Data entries
------------------------------
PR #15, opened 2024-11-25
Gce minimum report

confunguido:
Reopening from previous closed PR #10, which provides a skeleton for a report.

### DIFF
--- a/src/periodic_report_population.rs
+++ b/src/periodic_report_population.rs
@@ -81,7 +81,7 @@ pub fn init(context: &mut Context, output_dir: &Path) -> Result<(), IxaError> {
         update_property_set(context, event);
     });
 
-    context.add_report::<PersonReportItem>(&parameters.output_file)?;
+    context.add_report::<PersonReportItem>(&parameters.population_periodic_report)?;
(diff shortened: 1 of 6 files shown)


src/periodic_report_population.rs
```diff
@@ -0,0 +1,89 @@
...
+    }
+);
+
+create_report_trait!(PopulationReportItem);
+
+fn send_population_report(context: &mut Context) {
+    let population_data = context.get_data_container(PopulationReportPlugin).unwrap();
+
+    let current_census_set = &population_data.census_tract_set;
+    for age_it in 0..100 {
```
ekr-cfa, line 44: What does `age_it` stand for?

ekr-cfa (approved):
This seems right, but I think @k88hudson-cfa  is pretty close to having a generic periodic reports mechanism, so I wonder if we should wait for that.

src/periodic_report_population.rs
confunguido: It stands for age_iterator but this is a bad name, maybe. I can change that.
------------------------------
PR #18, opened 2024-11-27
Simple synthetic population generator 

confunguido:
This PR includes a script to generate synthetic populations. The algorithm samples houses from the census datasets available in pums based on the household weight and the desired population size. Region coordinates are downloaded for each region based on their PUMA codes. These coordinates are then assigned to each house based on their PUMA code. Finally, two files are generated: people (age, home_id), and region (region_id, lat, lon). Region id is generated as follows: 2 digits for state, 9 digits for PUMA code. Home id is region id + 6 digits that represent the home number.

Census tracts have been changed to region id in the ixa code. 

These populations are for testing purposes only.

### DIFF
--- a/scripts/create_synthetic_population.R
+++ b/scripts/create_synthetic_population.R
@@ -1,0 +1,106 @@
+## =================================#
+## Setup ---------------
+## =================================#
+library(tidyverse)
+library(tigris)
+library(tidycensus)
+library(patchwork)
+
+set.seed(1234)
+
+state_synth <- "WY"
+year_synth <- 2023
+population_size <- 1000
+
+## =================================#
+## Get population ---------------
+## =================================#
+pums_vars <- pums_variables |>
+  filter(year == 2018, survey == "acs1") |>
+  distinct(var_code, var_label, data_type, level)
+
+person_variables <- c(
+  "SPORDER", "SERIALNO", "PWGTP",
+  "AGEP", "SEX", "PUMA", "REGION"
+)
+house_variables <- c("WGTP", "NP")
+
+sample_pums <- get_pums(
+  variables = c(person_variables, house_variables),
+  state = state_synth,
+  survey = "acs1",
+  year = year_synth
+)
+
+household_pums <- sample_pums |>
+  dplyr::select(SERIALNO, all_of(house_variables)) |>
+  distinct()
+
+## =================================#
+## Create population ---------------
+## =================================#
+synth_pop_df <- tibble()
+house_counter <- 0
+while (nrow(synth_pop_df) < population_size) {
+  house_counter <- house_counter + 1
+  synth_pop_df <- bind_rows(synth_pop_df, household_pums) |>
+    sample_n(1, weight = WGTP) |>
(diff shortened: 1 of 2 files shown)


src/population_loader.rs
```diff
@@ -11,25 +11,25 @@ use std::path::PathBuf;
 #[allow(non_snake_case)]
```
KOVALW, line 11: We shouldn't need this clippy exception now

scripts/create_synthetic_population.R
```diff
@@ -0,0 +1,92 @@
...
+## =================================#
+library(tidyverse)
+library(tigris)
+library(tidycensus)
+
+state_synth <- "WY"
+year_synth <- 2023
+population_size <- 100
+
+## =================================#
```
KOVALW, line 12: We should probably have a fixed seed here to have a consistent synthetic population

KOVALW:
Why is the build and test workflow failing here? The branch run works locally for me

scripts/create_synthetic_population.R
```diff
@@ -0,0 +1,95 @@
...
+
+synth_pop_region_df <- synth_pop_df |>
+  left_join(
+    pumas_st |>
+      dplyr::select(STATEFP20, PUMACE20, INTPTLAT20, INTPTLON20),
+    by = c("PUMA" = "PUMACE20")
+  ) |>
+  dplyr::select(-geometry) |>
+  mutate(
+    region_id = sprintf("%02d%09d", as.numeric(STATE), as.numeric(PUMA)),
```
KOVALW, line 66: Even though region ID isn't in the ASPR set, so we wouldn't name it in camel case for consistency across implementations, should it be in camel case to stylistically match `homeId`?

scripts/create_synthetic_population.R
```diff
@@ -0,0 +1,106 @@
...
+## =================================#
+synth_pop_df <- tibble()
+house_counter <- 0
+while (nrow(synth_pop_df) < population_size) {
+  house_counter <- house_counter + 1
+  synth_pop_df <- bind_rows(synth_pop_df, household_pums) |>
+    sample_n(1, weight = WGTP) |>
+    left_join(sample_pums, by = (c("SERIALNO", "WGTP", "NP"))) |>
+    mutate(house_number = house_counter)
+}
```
------------------------------
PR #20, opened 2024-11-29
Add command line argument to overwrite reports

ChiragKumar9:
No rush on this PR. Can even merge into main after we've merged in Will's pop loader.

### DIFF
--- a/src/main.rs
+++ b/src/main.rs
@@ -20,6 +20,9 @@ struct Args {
------------------------------
— EXERCISE REQUIREMENTS —
Only lines with the word "main" are wanted. Find and copy them from the records above.

— SOLUTION FOR THIS TASK —
No rush on this PR. Can even merge into main after we've merged in Will's pop loader.
--- a/src/main.rs
+++ b/src/main.rs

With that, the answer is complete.